Byłam dzisiaj w Paradni Chirurg Dziecięcej. Czułam strach i myśli były pogubione tak jak by zaraz świat miał runąć. Na dodatek wczoraj dowiedziałam się że moja przyjaciółka mnie obgadała to był szok nie wiedziałam że może być aż tak chamska. Ja ją bardzo lubię ale to co robi nie jest dobre ,rani każdego może nie świadomie ale to boli. Ja wiem że ona mnie lubi ale cały czas widać jak by mnie miała w dupie, ale trudno jeżeli ona nie lubi ja na to nic nie mogę…
Gdy byłam w tej Poradni Chirurgii Dziecięcej cały czas myślałam ale także czułam gniew że mnie nie ma w szkole, że nie mogę porozmawiać z Kalą ale jakoś trzeba żyć….

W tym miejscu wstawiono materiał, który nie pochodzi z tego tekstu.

PR #115, opened 2024-08-16
Support late player attaching

karpov-kir:
Related to: 

- https://bitmovin.atlassian.net/browse/TA-2652
- Implementation the same as in https://github.com/bitmovin/bitmovin-player-ios-analytics-conviva/pull/86

### DIFF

Moja przyjaciółka Ola ma teraz trudne dni a ja nie umiem jej pomóc odtrąca moją pomoc. Zawszę obwinia się za wszystko a tak nie wolno oczywiście nie można uważać że jest się bez wina ale zawszę wina jest po obu stronach. Ola masz dla kogo żyć dla mnie bo ja cię potrzebuję i dla wielu innych osób Cię potrzebuje i chce cię za przyjaciółkę. A niektórymi osobami się nie warto przejmować….
Czekałam z niecierpliwieniem na winniki badać i tak gówno mi powiedzieli muszę jeszcze za miesiąc iść do kontroli. Ale chyba jestem dobra i wszystko będzie dobrze….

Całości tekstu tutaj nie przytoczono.